## Exercise prompt
Pull each line containing "assmebleDebug" out of the data and copy it.

(Collected data)
::::

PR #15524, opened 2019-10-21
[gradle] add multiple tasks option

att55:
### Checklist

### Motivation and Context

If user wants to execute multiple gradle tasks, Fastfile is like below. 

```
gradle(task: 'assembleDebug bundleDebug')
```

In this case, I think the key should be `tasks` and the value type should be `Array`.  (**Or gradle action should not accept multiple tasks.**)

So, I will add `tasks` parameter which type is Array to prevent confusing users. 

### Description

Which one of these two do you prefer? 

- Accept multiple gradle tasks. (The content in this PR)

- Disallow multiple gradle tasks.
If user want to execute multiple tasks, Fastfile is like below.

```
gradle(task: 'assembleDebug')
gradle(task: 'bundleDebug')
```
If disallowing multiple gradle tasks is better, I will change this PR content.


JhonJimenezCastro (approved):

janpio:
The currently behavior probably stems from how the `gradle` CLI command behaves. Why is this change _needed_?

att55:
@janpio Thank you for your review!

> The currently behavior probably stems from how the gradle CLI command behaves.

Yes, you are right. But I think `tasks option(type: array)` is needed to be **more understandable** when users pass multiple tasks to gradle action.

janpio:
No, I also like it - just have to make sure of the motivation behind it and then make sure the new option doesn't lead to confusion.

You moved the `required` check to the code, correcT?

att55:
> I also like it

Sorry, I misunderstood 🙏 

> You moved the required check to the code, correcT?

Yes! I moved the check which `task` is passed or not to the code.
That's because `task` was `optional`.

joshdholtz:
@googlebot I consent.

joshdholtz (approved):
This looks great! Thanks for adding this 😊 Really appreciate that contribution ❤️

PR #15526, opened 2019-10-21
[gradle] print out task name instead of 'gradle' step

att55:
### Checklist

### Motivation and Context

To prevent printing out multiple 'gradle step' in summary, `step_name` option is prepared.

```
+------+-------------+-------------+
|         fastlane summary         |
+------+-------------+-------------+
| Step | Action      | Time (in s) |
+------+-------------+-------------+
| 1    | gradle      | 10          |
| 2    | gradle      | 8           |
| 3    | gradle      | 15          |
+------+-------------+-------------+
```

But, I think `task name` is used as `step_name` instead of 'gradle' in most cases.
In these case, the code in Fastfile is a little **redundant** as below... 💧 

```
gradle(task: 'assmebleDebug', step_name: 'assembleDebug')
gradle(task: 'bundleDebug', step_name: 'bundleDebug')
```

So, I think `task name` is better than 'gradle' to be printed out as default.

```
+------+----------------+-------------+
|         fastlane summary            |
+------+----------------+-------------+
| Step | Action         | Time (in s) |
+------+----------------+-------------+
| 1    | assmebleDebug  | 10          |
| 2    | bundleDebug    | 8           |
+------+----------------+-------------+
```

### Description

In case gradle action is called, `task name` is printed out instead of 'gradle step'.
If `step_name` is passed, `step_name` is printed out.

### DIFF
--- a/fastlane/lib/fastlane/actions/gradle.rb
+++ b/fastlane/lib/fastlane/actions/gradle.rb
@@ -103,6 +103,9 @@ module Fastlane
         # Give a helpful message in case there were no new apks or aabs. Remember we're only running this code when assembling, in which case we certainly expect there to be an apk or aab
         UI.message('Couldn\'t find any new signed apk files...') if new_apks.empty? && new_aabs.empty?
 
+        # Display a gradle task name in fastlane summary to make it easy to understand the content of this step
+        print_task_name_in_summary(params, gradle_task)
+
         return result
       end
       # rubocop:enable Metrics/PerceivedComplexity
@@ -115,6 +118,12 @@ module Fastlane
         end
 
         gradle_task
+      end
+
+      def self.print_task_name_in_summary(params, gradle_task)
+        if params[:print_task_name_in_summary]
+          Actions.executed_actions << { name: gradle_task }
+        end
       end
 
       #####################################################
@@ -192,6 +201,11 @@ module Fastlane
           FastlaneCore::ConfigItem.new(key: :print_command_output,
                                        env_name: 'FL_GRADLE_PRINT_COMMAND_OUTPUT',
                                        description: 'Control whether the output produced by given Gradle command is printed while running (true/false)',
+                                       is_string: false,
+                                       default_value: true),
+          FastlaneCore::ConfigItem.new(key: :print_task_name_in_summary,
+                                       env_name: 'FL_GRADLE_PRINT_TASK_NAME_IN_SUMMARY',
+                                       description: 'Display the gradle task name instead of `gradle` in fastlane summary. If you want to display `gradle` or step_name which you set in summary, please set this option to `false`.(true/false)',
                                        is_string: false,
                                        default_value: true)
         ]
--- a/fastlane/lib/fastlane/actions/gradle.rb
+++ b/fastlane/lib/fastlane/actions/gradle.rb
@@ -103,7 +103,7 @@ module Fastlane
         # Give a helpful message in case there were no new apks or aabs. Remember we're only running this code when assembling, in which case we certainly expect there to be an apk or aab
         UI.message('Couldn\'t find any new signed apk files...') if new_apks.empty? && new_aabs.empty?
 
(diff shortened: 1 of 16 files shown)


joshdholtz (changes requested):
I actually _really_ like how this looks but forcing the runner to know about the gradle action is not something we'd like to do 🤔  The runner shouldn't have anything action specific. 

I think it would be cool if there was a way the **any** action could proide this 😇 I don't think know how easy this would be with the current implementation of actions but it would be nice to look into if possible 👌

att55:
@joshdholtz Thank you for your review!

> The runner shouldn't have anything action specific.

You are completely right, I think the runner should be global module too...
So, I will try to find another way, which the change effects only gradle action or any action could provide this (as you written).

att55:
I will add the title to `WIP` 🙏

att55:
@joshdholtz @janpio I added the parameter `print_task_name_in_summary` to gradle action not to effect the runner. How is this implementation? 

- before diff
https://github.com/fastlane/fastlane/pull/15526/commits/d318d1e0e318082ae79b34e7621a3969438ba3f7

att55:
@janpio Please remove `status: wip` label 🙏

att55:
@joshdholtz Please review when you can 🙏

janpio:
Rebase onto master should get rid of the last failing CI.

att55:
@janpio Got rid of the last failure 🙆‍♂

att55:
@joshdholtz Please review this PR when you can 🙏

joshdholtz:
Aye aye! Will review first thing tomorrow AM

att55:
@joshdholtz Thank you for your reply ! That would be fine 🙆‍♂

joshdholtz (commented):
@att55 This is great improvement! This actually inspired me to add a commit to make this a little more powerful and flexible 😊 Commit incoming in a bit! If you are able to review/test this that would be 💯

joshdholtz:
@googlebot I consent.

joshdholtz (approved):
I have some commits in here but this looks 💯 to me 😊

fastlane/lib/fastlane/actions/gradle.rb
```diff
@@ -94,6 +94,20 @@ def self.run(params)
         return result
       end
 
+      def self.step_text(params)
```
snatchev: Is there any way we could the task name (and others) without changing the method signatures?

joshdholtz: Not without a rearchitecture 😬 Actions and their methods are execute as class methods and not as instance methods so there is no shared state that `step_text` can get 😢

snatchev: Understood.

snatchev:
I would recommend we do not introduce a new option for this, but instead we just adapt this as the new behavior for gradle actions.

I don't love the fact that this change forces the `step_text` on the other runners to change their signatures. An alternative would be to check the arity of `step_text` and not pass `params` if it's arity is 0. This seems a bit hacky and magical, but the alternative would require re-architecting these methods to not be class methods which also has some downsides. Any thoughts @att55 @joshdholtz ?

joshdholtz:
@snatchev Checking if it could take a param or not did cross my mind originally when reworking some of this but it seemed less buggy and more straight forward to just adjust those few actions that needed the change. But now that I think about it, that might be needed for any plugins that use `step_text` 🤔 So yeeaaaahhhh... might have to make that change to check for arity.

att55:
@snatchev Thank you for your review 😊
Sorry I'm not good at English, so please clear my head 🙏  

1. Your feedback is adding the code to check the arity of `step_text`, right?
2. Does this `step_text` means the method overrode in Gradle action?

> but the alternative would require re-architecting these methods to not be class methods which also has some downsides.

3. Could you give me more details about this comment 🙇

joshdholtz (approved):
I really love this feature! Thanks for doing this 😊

::::

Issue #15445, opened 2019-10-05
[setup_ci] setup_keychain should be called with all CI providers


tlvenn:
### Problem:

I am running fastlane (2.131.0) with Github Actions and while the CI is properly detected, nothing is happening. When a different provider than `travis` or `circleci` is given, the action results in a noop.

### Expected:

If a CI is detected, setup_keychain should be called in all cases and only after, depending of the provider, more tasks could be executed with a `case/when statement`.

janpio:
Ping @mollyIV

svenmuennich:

::::

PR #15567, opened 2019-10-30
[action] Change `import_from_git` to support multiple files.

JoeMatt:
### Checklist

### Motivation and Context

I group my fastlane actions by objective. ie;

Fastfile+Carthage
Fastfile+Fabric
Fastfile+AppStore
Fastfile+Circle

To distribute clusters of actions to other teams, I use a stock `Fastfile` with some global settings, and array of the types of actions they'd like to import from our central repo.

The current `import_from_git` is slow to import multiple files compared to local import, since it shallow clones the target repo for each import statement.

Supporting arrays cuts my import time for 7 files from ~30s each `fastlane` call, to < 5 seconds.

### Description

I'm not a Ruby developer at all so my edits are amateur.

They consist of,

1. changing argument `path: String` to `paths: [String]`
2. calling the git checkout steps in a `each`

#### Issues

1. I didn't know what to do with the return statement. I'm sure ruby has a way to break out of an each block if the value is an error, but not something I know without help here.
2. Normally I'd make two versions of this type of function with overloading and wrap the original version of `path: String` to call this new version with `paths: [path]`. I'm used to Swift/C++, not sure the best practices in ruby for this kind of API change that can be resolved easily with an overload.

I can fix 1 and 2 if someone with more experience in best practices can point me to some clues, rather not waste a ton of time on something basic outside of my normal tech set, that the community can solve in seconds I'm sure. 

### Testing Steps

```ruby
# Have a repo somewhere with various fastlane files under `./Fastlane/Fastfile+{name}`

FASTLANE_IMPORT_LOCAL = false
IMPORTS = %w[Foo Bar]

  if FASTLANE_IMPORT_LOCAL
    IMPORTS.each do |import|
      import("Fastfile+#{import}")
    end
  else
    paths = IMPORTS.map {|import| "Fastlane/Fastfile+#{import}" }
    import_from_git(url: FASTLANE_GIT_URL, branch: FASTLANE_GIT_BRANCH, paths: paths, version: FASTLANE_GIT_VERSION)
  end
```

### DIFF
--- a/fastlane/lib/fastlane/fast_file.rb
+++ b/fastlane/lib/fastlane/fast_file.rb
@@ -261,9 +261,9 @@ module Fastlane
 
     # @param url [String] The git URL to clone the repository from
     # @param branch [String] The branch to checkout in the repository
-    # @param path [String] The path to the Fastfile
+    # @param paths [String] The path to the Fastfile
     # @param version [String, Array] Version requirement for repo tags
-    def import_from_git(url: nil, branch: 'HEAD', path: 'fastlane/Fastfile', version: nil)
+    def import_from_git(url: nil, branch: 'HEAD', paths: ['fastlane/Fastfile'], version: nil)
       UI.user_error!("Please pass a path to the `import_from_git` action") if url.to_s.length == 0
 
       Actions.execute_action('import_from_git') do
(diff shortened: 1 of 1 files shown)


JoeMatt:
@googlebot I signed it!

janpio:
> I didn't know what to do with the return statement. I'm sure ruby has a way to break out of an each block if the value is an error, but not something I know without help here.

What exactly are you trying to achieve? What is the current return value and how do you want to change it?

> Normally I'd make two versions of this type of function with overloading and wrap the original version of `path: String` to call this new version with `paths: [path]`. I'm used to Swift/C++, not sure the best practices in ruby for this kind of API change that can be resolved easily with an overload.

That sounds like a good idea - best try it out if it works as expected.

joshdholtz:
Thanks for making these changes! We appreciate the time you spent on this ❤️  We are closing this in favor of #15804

::::

## Response
gradle(task: 'assmebleDebug', step_name: 'assembleDebug')
| 1    | assmebleDebug  | 10          |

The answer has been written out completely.